Verônica Cristina Barbosa, de 23 anos, graduanda em jornalismo na UNINASSAU - Centro Universitário Maurício de Nassau, também revela, em entrevista, os diversos problemas e desafios enfrentados neste período pandêmico para se adaptar ao ensino remoto. “A coisa que mais se destaca é o ambiente. Onde moro não há silêncio, é barulho de domingo a domingo. Eu estudo no período da manhã e tenho que trocar de horário. Além disso, como estou em ano de TCC, as coisas ficam ainda mais apreensivas e triplica a ansiedade por causa do ensino remoto”, conta.

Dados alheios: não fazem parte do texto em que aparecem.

PR #8226, opened 2026-07-26
rust(fix): Resolve two codegen-determinism hazards (id-cache collisions and unsorted currency-symbol regex)

rubytobi:

`utils/build_parsers.py` builds the Rust dialect tables by caching flattened grammar objects in a dict keyed by Python's `id()`. If a cached grammar got garbage collected, CPython could hand its freed memory address to a later, unrelated grammar, which then silently inherited the stale cache entry and wired the wrong subgrammar into the generated tables. This was observed for real with oracle's `AttributeIndicatorSegment` picking up a dead `ModuloSegment` entry. The fix pins every grammar placed in the cache, not just the synthetic ones, so no `id()` can be reused while its entry is live.

Separately, tsql's money-literal lexer pattern built its character class from a set of currency symbols with an unsorted `"".join(...)`, so the generated regex string's byte order depended on the interpreter's hash seed, unlike every other `dialect.sets(...)`-derived pattern in the codebase, which already sorts first. That made the checked-in generated Rust lexer output non-reproducible across rebuilds. The join is now sorted.

Both are regression-guarded with new tests in `test/core/parser/parity/special_cases_test.py`, added to the parity test suite for cases that need Python-side instrumentation (object-lifetime and subprocess hash-seed probes) rather than a plain SQL-plus-config case.

None expected. Both fixes only affect the codegen path (`utils/build_parsers.py`, `utils/build_lexers.py` regex assembly) and should make generated output deterministic without changing what it matches.

### Pull Request checklist

  - Other.

---
## Summary by cubic
Fix two codegen nondeterminism issues so the generated Rust parser/lexer output is reproducible. No behavior change to what the parser or lexer matches.

- **Bug Fixes**
  - Parser codegen: In `utils/build_parsers.py`, `TableBuilder` now pins every cached grammar to prevent `id()` reuse after GC, replacing `_synthetic_grammars` with `_cached_grammars` and appending in `flatten_grammar`.
  - Lexer codegen (T-SQL): Sort `currency_symbols` when building the money-literal regex in `src/sqlfluff/dialects/dialect_tsql.py` to make the pattern stable across hash seeds.
  - Tests: Add `test/core/parser/parity/special_cases_test.py` to guard object-lifetime and hash-seed stability; update `test/fixtures/parity/README.md`.

<sup>Written for commit 4de8bae62d9777e452549f69ffe3d092840ad2ca. Summary will update on new commits.</sup>

<a href="https://cubic.dev/pr/sqlfluff/sqlfluff/pull/8226?utm_source=github" target="_blank" rel="noopener noreferrer" data-no-image-dialog="true"><picture><source media="(prefers-color-scheme: dark)" srcset="https://www.cubic.dev/buttons/review-in-cubic-dark.svg"><source media="(prefers-color-scheme: light)" srcset="https://www.cubic.dev/buttons/review-in-cubic-light.svg">Review in cubic</picture></a>

### DIFF
--- a/src/sqlfluff/dialects/dialect_tsql.py
+++ b/src/sqlfluff/dialects/dialect_tsql.py
@@ -263,8 +263,10 @@ tsql_dialect.insert_lexer_matchers(
             (
                 r"([xX]'([\da-fA-F][\da-fA-F])+'"
                 r"|0[xX][\da-fA-F]*"
-                r"|[+-]*[" + "".join(tsql_dialect.sets("currency_symbols")) + r"]"
-                r"[" + "".join(tsql_dialect.sets("currency_symbols")) + r"+-]*"
+                r"|[+-]*["
+                + "".join(sorted(tsql_dialect.sets("currency_symbols")))
+                + r"]"
+                r"[" + "".join(sorted(tsql_dialect.sets("currency_symbols"))) + r"+-]*"
                 r"(?>\d+\.\d+|\d+\.(?![\.\w])|\.\d+|\d+))"
             ),
             LiteralSegment,
--- a/test/core/parser/parity/special_cases_test.py
+++ b/test/core/parser/parity/special_cases_test.py
@@ -18,12 +18,6 @@ import pytest
 _REPO_ROOT = Path(__file__).resolve().parents[4]
 
 
-@pytest.mark.xfail(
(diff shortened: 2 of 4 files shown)


peterbud (approved):
Thanks @rubytobi !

A estudante diz o quão difícil é se concentrar nas aulas virtuais: “Focar também não é muito amigável com o ensino remoto. Por usar a internet, tudo fica mais dispersivo. No semestre passado, passei uma semana com meu grupo ensaiando uma apresentação, na noite anterior o poste da rua pegou fogo e quase fiquei sem apresentar. Agora que as aulas voltaram, o poste da central da internet também pegou fogo, passei a semana com a internet caindo no meio da aula e só chegando de noite. Em suma, o ambiente e as questões tecnológicas além de não serem tão favoráveis têm seus imprevistos”, pontua.
Para se adaptar, Verônica tenta conseguir delinear cada tarefa. “Tentei fazer uma lista e ter um quadro para se organizar, mas cada dia as coisas aparecem para se resolver.” Ela comenta o que deseja fazer este ano para dar conta das aulas remotas: “Conseguir ter uma qualidade melhor de concentração durante a aula é o que gostaria”, conclui.
Através dos olhos docentes
Elisama Gonçalves, professora do ensino fundamental I na Escola Municipal Margarida Serpa Cossart, localizada no bairro do Ibura, Zona Sul do Recife, conta, em entrevista, que sentiu o impacto do ensino remoto obrigatório e lamenta os desafios que muitos alunos e familiares encontram para se adaptar a esse modelo de educação. Confira, abaixo, o relato da docente.
“Passada a primeira surpresa da suspensão das aulas, a princípio, temporariamente, veio a sensação de incertezas e impotência. Incerteza por não estarmos preparados desde o princípio para um período tão longo de afastamento e a impotência por não estarmos preparados para a novidade que atingia e abalava o mundo. No começo era só uma suspensão de 15 dias, mas depois se passaram meses. A gente chegou ao final do ano letivo na rede municipal do Recife, no dia 29 de janeiro”, disse.
“Houve muito contratempo entre a classe dos professores. A dificuldade não foi encontrada só nos alunos, mas também nos profissionais que não dominavam tanto as mídias sociais e não sabiam o que fazer. Além disso, as famílias ainda encontraram desafios, como o celular não era compatível, o provedor de internet inexistente ou muito franco, e, ainda, aqueles que dependiam exclusivamente dos dados móveis da própria operadora”, explicou.
“O feedback de tudo isso era muito indesejável porque nem todos participavam da aula naquele horário já estabelecido para interação e ainda havia acúmulo de atividades. Havia mães que só tinham tempo de fazer as atividades à noite ou no final de semana e, por isso, não postavam no tempo certo. Muitas enfrentaram doenças dentro de casa por ter um familiar mais idoso. A situação de baixos recursos da comunidade complicou muito. Os alunos que já eram bons, continuaram bons, os alunos que tinham dificuldades, continuaram com muitas dificuldades. O maior impacto foi justamente a questão dos recursos midiáticos que as famílias não tinham", lamentou.
“Além disso, houve um enxugamento dos assuntos. Foram selecionados os conteúdos de maiores relevâncias para aprendizagem dos alunos em cada ciclo e esse processo aconteceu muito lentamente, mas depois que a gente pegou o ritmo, ele fluiu de forma bem menos dolorida e mais acessível”, finalizou a educadora.